Ungleich nachhaltiger wirkt sich häufig gerade bei vermeintlich geringen Regelverstößen der Reputationsschaden aus. Er mündet nachgelagert vielfach in einen Vertrauensschaden und führt zu Kundenverlusten.

Den Überblick behalten

Allerdings haben gerade kleinere Finanzintermediäre auch deshalb Schwierigkeiten die Bedeutung von Regulatorik abzuschätzen, weil sie viele Regeln, die ständig aktualisiert und angepasst werden oder neu hinzukommen, zum Teil noch gar nicht kennen oder im Hinblick auf die individuelle Umsetzung unsicher sind.

Das gilt zum Beispiel für die Vorgaben durch das seit 2014 geltende Fatca-Abkommen (Foreign Account Tax Compliance Act) zwischen den deutschen und US-amerikanischen Steuerbehörden. Demnach sind – vereinfacht gesagt – alle depot- und kontenführenden Stellen verpflichtet, bei ihren Kunden zu prüfen, ob deren Konto beziehungsweise die Kontodaten den US-Finanzbehörden zu melden sind.
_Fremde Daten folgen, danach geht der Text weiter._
PR #110, opened 2023-02-15
Logging Plugin & Traffic Replayer POC work

gregschohn:
### Description
    POC code.... 
    1) TransportReplayer: Crude and inefficient replayer that can take logfiles generated by ElasticSearch/OpenSearch instances that were using the logging-transport-netty4 plugin.
    2) Wire logging for OpenSearch/ElasticSearch: A crude network plugin for OpenSearch that replaces and extends the transport-netty4 module.  This plugin uses log4j to emit channel status updates and the contents of the input/output that is going through the http channel.  To build, it can be dropped into the OpenSearch project or the ElasticSearch one (though namespaces will need to be updated) and built from there.
    3) Simple Dockerfile to setup an ES7.10 cluster with the logging netty plugin & it's requisite configuration changes.

### Issues Resolved
MIGRATIONS-971

### Testing
Unit tests for the traffic replayer are included.  None have been done for the plugin yet.

### Check List
- [ ] New functionality includes testing
  - [ ] All tests pass, including unit test, integration test and doctest
- [ sortof ] New functionality has been documented
- [ x ] Commits are signed per the DCO using --signoff

By submitting this pull request, I confirm that my contribution is made under the terms of the Apache 2.0 license.
For more information on following Developer Certificate of Origin and signing off your commits, please check [here](https://github.com/opensearch-project/OpenSearch/blob/main/CONTRIBUTING.md#developer-certificate-of-origin).

PR #113, opened 2023-02-28
POC Logging Plugin & Replayer

mikaylathompson:

### Description
This PR is a follow up to #110. See that issue for more info on the plugin.
As for the replayer, it is very much a work-in-progress, but it successfully does the following:
- Read in logged request/response files from a directory
- Replay the requests packet-by-packet
- Log the results in the form of "triple" jsons -- {"request" , "primaryResponse", "shadowResponse"} -- for the traffic comparator, with latencies for both responses.

There are definitely a lot of bugs and TODOs -- we're hoping to surface a lot of those in this PR.

### Issues Resolved
[MIGRATIONS-970](https://opensearch.atlassian.net/browse/MIGRATIONS-970)

### Testing
A lot of manual testing, but it is woefully lacking on unit and integration tests.

### Check List


TrafficReplayer/src/org/opensearch/migrations/replay/TrafficReplayer.java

Führt ein deutsches Finanzinstitut ein meldepflichtiges Konto, ist es verpflichtet, sich bei der US-Bundessteuerbehörde zu registrieren und eine Internationale Identifikationsnummer (GIIN) zu beantragen. Dies gilt selbst für kleinere Finanzinstitute mit lediglich lokalem Kundenstamm, wenn sie meldepflichtige Konten im Sinne des Abkommens führen.